**WHAT IS REQUIRED:**
What do the lines from the top of the data through the line with "Closes #2652" say? Quote them exactly and include both ends.

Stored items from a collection
-*-
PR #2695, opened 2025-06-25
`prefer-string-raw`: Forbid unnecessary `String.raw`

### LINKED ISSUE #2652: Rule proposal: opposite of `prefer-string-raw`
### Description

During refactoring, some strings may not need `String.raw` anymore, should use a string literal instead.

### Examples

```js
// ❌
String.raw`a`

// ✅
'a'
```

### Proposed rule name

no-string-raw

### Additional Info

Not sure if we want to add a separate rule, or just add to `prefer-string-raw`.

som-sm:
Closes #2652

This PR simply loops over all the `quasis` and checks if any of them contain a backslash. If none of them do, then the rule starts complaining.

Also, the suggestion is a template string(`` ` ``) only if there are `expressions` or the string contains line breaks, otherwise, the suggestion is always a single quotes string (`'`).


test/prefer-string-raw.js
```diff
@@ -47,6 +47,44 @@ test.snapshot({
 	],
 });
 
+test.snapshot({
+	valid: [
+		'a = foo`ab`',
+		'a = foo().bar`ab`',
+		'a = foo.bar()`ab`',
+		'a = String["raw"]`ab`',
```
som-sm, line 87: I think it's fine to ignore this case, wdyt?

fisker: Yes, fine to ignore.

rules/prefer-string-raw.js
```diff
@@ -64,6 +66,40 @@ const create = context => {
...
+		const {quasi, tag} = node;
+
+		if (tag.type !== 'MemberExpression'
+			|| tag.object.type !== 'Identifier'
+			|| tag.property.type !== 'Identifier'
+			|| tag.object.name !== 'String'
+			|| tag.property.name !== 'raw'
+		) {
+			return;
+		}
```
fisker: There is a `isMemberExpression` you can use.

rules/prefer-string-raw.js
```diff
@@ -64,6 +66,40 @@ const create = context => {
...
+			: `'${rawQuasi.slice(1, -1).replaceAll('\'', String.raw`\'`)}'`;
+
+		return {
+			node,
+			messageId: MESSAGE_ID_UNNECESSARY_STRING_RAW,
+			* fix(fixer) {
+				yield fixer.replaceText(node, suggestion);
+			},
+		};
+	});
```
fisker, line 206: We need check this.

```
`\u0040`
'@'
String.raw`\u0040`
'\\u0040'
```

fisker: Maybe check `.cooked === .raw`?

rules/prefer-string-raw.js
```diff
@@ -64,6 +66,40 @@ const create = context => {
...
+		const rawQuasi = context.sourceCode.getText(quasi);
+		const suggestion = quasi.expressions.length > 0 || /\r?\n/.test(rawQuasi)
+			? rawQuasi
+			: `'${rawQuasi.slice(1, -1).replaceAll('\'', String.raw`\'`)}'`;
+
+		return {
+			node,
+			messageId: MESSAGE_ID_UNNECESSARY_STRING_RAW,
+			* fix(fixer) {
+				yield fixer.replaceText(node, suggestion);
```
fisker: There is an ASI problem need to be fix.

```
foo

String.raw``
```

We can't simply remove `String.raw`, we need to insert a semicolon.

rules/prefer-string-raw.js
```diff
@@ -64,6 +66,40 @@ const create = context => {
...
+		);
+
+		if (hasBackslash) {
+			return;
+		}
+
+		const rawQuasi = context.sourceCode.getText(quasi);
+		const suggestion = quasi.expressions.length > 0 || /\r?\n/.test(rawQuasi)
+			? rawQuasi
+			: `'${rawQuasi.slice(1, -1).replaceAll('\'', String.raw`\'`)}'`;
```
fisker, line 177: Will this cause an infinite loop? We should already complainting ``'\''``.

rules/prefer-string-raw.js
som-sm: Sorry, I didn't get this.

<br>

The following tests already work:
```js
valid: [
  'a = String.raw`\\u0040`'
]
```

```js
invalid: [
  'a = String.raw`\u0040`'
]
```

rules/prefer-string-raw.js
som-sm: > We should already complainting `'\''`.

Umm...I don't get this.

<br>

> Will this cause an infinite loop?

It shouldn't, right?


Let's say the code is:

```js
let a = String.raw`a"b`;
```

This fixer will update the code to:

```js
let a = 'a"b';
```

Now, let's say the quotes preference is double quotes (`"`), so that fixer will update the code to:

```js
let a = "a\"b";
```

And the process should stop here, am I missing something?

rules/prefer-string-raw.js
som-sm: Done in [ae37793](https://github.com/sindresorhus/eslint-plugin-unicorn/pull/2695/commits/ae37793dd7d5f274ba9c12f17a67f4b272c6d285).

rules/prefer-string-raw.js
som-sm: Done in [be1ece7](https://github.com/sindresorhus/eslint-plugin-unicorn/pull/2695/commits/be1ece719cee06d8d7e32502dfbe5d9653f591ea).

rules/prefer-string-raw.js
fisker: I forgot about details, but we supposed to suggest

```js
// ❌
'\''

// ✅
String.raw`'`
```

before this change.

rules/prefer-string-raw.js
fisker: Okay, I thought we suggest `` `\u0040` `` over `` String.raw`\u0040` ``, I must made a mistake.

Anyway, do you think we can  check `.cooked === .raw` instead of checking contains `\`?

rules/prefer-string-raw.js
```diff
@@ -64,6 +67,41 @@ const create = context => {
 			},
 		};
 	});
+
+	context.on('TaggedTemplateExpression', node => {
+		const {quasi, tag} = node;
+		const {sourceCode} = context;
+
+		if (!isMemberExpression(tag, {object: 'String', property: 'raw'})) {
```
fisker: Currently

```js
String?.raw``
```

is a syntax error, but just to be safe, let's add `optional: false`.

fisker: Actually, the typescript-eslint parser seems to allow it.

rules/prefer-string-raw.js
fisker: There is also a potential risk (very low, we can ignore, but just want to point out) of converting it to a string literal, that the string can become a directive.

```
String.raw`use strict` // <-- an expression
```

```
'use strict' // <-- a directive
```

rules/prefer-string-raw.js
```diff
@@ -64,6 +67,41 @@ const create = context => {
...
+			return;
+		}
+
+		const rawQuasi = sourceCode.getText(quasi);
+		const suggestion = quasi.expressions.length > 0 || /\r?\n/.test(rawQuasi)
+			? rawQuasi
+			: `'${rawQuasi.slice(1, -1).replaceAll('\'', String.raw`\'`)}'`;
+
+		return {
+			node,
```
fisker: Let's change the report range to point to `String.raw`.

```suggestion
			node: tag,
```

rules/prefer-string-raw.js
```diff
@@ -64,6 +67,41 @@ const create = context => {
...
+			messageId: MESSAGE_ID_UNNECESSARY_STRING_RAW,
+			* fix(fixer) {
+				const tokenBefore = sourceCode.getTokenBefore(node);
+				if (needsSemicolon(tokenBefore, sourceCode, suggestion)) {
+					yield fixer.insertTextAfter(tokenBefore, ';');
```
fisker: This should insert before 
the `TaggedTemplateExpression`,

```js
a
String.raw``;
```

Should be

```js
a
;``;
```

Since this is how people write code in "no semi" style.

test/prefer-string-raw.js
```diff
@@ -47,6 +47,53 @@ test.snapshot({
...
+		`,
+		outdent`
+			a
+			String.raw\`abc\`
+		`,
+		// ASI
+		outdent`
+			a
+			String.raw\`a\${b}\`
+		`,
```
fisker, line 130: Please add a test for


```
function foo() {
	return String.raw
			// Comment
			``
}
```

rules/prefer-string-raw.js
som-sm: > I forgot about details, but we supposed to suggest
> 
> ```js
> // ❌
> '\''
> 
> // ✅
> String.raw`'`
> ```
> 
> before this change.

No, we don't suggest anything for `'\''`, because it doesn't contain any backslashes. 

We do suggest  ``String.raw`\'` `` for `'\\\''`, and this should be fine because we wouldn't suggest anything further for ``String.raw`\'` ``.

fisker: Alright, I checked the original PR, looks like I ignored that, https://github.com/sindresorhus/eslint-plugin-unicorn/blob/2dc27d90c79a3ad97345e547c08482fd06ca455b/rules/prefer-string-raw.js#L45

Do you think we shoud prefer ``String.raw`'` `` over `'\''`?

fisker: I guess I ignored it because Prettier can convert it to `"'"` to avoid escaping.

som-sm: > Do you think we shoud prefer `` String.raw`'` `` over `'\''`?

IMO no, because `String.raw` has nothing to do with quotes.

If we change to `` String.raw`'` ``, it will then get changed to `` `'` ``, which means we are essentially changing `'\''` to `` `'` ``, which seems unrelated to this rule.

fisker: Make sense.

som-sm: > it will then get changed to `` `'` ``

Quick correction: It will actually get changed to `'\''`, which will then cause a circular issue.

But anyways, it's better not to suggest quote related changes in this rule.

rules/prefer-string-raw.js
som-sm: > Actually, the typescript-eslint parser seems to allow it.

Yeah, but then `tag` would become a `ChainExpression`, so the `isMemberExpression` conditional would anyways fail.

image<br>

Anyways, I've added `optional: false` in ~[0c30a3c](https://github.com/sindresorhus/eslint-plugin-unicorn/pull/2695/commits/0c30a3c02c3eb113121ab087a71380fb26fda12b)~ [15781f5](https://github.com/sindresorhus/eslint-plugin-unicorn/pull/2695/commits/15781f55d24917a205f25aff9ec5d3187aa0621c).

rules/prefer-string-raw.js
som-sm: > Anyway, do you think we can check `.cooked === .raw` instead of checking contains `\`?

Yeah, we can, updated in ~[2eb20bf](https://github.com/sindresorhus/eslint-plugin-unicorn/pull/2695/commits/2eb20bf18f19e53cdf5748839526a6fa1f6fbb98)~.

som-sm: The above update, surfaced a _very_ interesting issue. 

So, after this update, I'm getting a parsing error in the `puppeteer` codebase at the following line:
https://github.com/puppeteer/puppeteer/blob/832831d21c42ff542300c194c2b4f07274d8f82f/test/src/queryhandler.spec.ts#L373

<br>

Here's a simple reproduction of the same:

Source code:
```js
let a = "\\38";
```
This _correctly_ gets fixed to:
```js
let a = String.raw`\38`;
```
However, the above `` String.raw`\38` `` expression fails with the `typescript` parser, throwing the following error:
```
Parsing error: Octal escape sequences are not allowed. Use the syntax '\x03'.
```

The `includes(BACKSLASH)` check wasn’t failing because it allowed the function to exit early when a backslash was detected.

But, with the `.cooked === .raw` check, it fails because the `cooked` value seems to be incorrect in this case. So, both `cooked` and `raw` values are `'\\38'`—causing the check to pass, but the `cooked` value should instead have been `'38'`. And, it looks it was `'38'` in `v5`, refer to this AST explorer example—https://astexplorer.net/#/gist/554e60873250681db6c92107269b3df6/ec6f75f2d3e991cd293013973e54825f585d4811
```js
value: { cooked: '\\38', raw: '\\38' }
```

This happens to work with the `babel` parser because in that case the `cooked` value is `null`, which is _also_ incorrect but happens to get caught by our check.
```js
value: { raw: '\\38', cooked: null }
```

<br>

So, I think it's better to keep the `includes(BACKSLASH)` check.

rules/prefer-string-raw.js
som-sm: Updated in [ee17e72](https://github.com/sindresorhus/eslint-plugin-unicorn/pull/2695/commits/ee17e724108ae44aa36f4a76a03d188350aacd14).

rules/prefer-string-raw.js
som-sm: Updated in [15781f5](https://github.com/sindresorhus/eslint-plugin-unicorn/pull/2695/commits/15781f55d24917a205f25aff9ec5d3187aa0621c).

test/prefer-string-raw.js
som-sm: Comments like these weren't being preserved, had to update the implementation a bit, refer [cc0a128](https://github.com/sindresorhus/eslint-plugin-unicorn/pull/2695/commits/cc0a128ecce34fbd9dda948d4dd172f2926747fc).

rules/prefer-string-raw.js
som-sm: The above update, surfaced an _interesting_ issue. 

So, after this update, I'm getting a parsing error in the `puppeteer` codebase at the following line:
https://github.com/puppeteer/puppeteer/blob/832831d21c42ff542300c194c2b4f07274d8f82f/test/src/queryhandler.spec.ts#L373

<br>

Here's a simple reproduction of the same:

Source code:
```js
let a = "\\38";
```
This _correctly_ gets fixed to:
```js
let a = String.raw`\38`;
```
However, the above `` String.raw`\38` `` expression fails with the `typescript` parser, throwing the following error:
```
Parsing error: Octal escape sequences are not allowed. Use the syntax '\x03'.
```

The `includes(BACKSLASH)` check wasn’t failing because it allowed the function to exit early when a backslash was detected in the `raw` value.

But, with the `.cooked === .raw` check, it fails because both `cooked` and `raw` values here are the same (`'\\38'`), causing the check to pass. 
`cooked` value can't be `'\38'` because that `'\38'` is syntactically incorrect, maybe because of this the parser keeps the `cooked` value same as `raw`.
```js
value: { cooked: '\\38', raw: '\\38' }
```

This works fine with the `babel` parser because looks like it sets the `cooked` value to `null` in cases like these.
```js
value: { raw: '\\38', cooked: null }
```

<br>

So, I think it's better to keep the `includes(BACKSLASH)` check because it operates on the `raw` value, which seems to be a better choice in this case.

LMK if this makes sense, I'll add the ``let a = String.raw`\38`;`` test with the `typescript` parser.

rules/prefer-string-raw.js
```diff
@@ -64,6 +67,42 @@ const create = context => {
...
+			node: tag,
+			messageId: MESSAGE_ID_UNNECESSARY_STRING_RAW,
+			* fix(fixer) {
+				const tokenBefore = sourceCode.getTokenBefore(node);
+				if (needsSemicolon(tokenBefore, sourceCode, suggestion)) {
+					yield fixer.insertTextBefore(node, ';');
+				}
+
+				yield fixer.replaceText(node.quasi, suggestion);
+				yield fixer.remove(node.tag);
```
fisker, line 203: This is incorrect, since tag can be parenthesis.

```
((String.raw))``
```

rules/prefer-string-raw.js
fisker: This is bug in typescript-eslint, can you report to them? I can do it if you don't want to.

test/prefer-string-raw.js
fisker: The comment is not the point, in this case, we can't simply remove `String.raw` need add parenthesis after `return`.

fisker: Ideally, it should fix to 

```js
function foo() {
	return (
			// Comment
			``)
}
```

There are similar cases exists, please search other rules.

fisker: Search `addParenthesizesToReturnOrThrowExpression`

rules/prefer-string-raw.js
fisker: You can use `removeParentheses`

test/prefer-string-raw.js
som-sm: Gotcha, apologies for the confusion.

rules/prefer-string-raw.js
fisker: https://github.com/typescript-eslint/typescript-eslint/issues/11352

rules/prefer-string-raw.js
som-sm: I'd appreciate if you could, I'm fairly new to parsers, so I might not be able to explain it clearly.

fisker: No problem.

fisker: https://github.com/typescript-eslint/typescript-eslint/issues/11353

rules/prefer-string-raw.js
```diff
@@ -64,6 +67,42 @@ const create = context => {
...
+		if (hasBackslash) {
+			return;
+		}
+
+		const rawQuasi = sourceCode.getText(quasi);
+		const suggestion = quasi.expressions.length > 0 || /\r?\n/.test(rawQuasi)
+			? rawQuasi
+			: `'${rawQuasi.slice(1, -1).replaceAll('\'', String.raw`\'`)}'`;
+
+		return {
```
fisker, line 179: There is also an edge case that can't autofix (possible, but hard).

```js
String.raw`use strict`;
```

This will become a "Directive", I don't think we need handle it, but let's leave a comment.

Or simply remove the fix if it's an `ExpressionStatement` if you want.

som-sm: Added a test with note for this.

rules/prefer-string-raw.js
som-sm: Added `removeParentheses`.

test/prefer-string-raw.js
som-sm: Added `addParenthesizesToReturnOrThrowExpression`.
-*-
**SOLUTION TO THE PROBLEM:**
PR #2695, opened 2025-06-25
`prefer-string-raw`: Forbid unnecessary `String.raw`

### LINKED ISSUE #2652: Rule proposal: opposite of `prefer-string-raw`
### Description

During refactoring, some strings may not need `String.raw` anymore, should use a string literal instead.

### Examples

```js
// ❌
String.raw`a`

// ✅
'a'
```

### Proposed rule name

no-string-raw

### Additional Info

Not sure if we want to add a separate rule, or just add to `prefer-string-raw`.

som-sm:
Closes #2652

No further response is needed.